Слишком открыто. Слишком уверенно. Слишком… вызывающе.


Он видел таких людей. Не тех, кто роняет взгляды, не тех, кто приходит, чтобы просто получить помощь, а тех, кто приходит, чтобы проверить.


«Проверить, кто ты. Проверить, на что ты способен. Проверить, сломаешься ты или нет».


Альфа прошёл в кабинет, сел в кресло, закинул одну ногу на другую — слишком свободно, слишком расслабленно, так, как не садятся пациенты, ожидающие осмотра. Он не был в обороне. Он был в нападении.


Мирослав чувствовал это. И поэтому не торопился заговорить.


Он глубже вдохнул, отпустил напряжение, которое едва ощутимо начало копиться где-то под рёбрами. Он не позволит этому человеку задать тон. Не позволит навязать игру, в которой не хочет участвовать.


Он просто сделает свою работу.


— Что вас беспокоит?


Голос Мирослава остаётся ровным, профессиональным, но не холодным, потому что холодность в таких ситуациях — это уже реакция, уже ответ на чужую игру.
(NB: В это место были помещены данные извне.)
PR #2226, opened 2022-12-06
f-checkout@4.9.1 - Fix postalCode type

kathywklee:
v4.9.1
*December 6, 2022*

### Fixed
- Incorrect `PostalCode` type when restoring address from cookies

### DIFF
--- a/packages/components/pages/f-checkout/src/services/addressService/index.js
+++ b/packages/components/pages/f-checkout/src/services/addressService/index.js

Он делает вид, что не замечает взгляда, направленного прямо на него, делает вид, что перед ним просто очередной пациент, что он не чувствует, как пространство кабинета вдруг стало меньше, как воздух в нём стал гуще, насыщеннее, будто наполненный невидимым электричеством.


Альфа улыбается шире, чуть склоняет голову, наблюдая, изучая, оценивая.


— Да так, ничего особенного. Просто решил проверить, как дела.


— Проверить?


Мирослав медленно поднимает глаза, чуть сужает взгляд, но не столько с недовольством, сколько с лёгким, едва уловимым недоумением, как человек, который пытается понять чужую логику, но никак не может сложить её в понятную картину.